La música, ¿un arte difícil de entender? este fue el título de mi primer libro, de 1960, que era en realidad, una colección de artículos de carácter didáctico, entregados a la Editorial Musical mucho antes de que me fuera a estudiar más allá del Prut. Fue publicado más bien como un libro de bolsillo, modesto en todos los aspectos y, sin embargo, este fue el único que tuvo una segunda edición. El título lo hacía comercializable, sugiriendo la facilidad con la que se podía entender la más compleja y complicada de las artes. No, parecía decir, no es difícil de entender si el interesado aprende un poco sobre su historia, géneros y formas, además de alguna información sobre algunos grandes compositores. Esto indicaba lo poco que yo mismo entendía. Son “Pecados de juventud” que, al simplificar, falsea la realidad aún cuando se tenga la más sincera buena fe.
Una vez instalado en la Universidad Lomonosov de Moscú, con mucho tiempo para el estudio y la reflexión, pasé la mayor parte de mis días en esta ciudad de la cultura, es decir, en la Biblioteca Lenin, con su ambiente tranquilo y serio. Al reflexionar sobre lo que había hecho hasta entonces, me di cuenta de que el título de mi debut editorial sólo necesitaba dos pequeños cambios para definir la dirección de mi futura investigación. “Difícil” se convirtió en un adjetivo que coincidía con el sustantivo, y el signo de interrogación desapareció. La música, un arte difícil de entender. En otras palabras, en la música hay un significado o significados ocultos tan abismales e inefables que su descubrimiento es un gran reto para los oyentes. No, no es fácil entender la música. Leonard Bernstein, un genio de la dirección de orquesta moderna, perplejo ante una música que aún no conocía decía: “La música es difícil. No es fácil escuchar una pieza y ser capaz de reconocer y sentir lo que sucede en su interior. Para muchas personas, una pieza musical puede parecer fácil y agradable de escuchar. Puede evocar imágenes fantasiosas, transportarlas a una euforia de los sentidos, estimularlas, calmarlas, etc. Pero nada de esto es escuchar”. De hecho, la música más exigente con su oyente siempre se ha llamado, no en sentido peyorativo, “música pesada”, mientras que la música que no requiere ningún esfuerzo para ser entendida, e incluso produce buen humor desde el principio, se ha llamado “música ligera”. Entre los pocos pensadores permeables a los encantos de la música están Hegel, Schopenhauer, Goethe, quienes optaron por la música pesada de su época, que aún no se había vuelto tan pesada, mientras que un Kant, aparentemente molesto por los ejercicios de virtuosismo de su vecino trompetista, sólo consideraba la llamada “Tafelmusik” (música para la mesa, para el almuerzo, para un festín), la futura “música ligera”.

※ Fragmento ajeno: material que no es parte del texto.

PR #1484, opened 2017-01-19
Speedup initSystem by delay loading mesh files

aymanhab:
Avoid actual loading of mesh file in Mesh::extendFinalizeFromProperties and rely on lazy loading as implemented in DecorativeMeshFile

### DIFF
--- a/Bindings/Java/OpenSimJNI/Test/testContext.cpp
+++ b/Bindings/Java/OpenSimJNI/Test/testContext.cpp
@@ -176,6 +176,14 @@ int main()
     assert(context->getLocked(dr_elbow_flexNew));
     ASSERT_EQUAL(0.5, context->getValue(dr_elbow_flexNew), 0.000001);
 
+    // Exercise Editing workflow
+    OpenSim::Body& bdy = model->updBodySet().get("r_humerus");
+    AbstractProperty& massProp = bdy.updPropertyByName("mass");
+    double oldValue = PropertyHelper::getValueDouble(massProp);
+    double v = oldValue + 1.0;
+    context->cacheModelAndState();
+    PropertyHelper::setValueDouble(v, massProp);
+    context->restoreStateFromCachedModel();
     return status;
   } catch (const std::exception& e) {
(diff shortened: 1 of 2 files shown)


Bindings/Java/OpenSimJNI/Test/testContext.cpp
```diff
@@ -176,6 +176,14 @@ int main()
     assert(context->getLocked(dr_elbow_flexNew));
     ASSERT_EQUAL(0.5, context->getValue(dr_elbow_flexNew), 0.000001);
 
+    // Exercise Editing workflow
+    OpenSim::Body& bdy = model->updBodySet().get("r_humerus");
+    AbstractProperty& massProp = bdy.updPropertyByName("mass");
```
aseth1: Is there a reason for using the property interface here instead `body.setMass(body.getMass()+1.0)`? Seems harder to read. But is this is actually what the GUI executes when an edit is made, it makes sense to leave it as is. Can you make a note of that, if that's the case?

OpenSim/Simulation/Model/Geometry.cpp
```diff
@@ -274,8 +274,9 @@ void Mesh::extendFinalizeFromProperties() {
         try {
             std::ifstream objFile;
             objFile.open(attempts.back().c_str());
-            pmesh.loadFile(attempts.back().c_str());
             // objFile closes when destructed
+            // if the file can be opened but had bad contents e.g. binary vtp
```
aseth1: We should probably update the exception message that the file could not be found and opened since the mesh won't be read in until display time.

Bindings/Java/OpenSimJNI/Test/testContext.cpp
aymanhab: Indeed that's what the GUI executes when editing from the "Properties" window. I'll add a note.

aymanhab:
Comments addressed. Thanks @aseth1 and @tkuchida

aymanhab:
Bogus failure due to timeout. Merging. Thanks much @tkuchida and @aseth1

Issue #968, opened 2016-05-12
OSX tests on Travis CI consistently timesout in < 50 min


aseth1:
We suspect it is a test that is taking over 10min without generating any output, see [here](https://docs.travis-ci.com/user/common-build-problems/#Build-times-out-because-no-output-was-received.)

jenhicks:
@aseth1 Is this still an issue?

PR #1486, opened 2017-01-23
Restore fixed flag to markers

aymanhab:
Restore flag "fixed" to Markers and restore its usage in Scaling.


aymanhab:
@chrisdembia Any conjecture as to why this specific build on clang fails due to timeout? This is not PR specific AFAIK

klshrinidhi:
Since the timeout is after 80/81 tests have passed, I think it is okay.

aymanhab:
Thanks @klshrinidhi but what's puzzling is that another build using Clang with no Wrapping and with fewer NPROC finishes in 10 min less. Since all tests take longer in this configuration it maybe a configuration/build-machine issue. Indeed digging into it you can tell that this's safe but it would be good to avoid it to begin with.

tkuchida:
> what's puzzling is that another build using Clang with no Wrapping and with fewer NPROC finishes in 10 min less

Related: #968 and #473. testInitState is still being skipped on OSX (see [here](https://github.com/opensim-org/opensim-core/blob/master/.travis.yml#L147)).

OpenSim/Simulation/Model/Marker.h
```diff
@@ -45,7 +45,13 @@ class OSIMSIMULATION_API Marker : public Station {
...
 
 class Body;
-
+public:
+    //==============================================================================
+    // PROPERTIES
+    //==============================================================================
+    OpenSim_DECLARE_PROPERTY(fixed, bool,
+        "Flag(true or false) specifying whether or not a marker "
+        "should be kept fixed in the marker placement step.  i.e. If false, the marker is allowed to move.");
```
aseth1: would prefer "Flag(true or false) that specifies whether or not the marker is fixed during marker placement (a step of the ScaleTool). If false, the MarkerPlacer is free to move the model marker's location to match its experimental counterpart." 
Or something like that.

aymanhab: Thanks @aseth1 I'll reword per your suggestion but I'll try to avoid hard-coding class names (ScaleTool, MarkerPlacer) in case the functionality moves around or is replicated somewhere else. Current wording is from 3.3 verbatim.

OpenSim/Simulation/Model/Marker.h
```diff
@@ -45,7 +45,14 @@ class OSIMSIMULATION_API Marker : public Station {
...
 class Body;
-
+public:
+    //==============================================================================
+    // PROPERTIES
+    //==============================================================================
+    OpenSim_DECLARE_PROPERTY(fixed, bool,
+        "Flag(true or false) specifying whether or not the marker "
+        "is fixed in the marker placement step of scaling.  If false, the marker is free to move "
+        "to match its experimental counterpart.");
```
tkuchida: This description makes it sound like the marker can be welded _to ground_, which I think could lead to confusion. Perhaps "Flag (true or false) indicating whether the marker is fixed in its parent Frame during the marker placement step of scaling. If false, the marker is free to move in its parent Frame to match the location of its experimental counterpart (if one exists)."?

PR #1483, opened 2017-01-19
[WIP] CMake BUILD_TYPE/CONFIGURATION mismatch issue 

klshrinidhi:
Addressing #1276.

Windows testing was done in #1475. Appveyor builds show that the solution successfully stops the build when a mismatch in CONFIG is found between Simbody and OpenSim.
Linux testing was done locally.

PR #1487, opened 2017-01-24
CMake BUILD_TYPE/CONFIGURATION mismatch issue

klshrinidhi:
Addressing #1276.
Replacing #1483.

### DIFF
--- a/CMakeLists.txt
+++ b/CMakeLists.txt
@@ -15,6 +15,14 @@ if(COMMAND cmake_policy)
     cmake_policy(SET CMP0005 NEW)
 endif(COMMAND cmake_policy)
 
+string(CONCAT DEP_BUILD_MSG
+  "\n-------------------------IMPORTANT----------------------------------\n"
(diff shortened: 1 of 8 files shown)


chrisdembia:
Looks great to me except for one thing: on Mac and Linux, it is still possible to install OpenSim in multiple configurations; is this case handled? Xcode does not even need to be used to install in multiple configurations; someone could use separate build dirs with Makefiles and install multiple configurations.

klshrinidhi:
I have addressed your comment. I think multi-config builds should be handled in Linux/Mac too now.

aymanhab:
Thanks @klshrinidhi Looks good. Is there a way to handle these more generically (to avoid the check/branching based on PLATFORM_NAME)? If not then I'm fine with merging this solution as soon as builds/tests pass.

chrisdembia:
LGTM. I restarted the travis-ci/pr build that had failed. Once that passes, please merge!

klshrinidhi:
One build failed due to timeout after 78/82 tests passes.
Merging.

PR #1489, opened 2017-01-25
[WIP] ComponentPath and ChannelPath properties for Sockets and Inputs.

### LINKED ISSUE #1420: Input::setAlias is not reflected in TableReporter, etc.
Users can call `AbstractInput::setAlias()` and this will update the alias stored within `AbstractInput`. However, upon connecting, this alias is not obeyed; instead the alias (if any) from the `connectee_name` property is used. Therefore, calls to `setAlias()` will not be reflected in TableReporter's column labels.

¿Qué hace diferente a la llamada música heavy? Quiere arrancarnos de la banalidad de la vida cotidiana y elevarnos por la espiral que nos introduce en un mundo desconocido, cuyo aire ruidoso y enrarecido no es fácil de respirar para nadie. Frente a los fenómenos sonoros que también se llaman música, pero que nos dirigen en dirección contraria, el sonido musical es dócil y obedece a la dirección que le impone la naturaleza de su inspiración compositiva. “Pesada”, es decir, demasiado llena de “significados” y nada fácil de entender: así es toda la gran música, hecha gracias a la dedicación y el esfuerzo de una enorme cadena de compositores a lo largo de casi un milenio. Suficiente, ¿no? ¡Alimento espiritual para los tiempos que corren!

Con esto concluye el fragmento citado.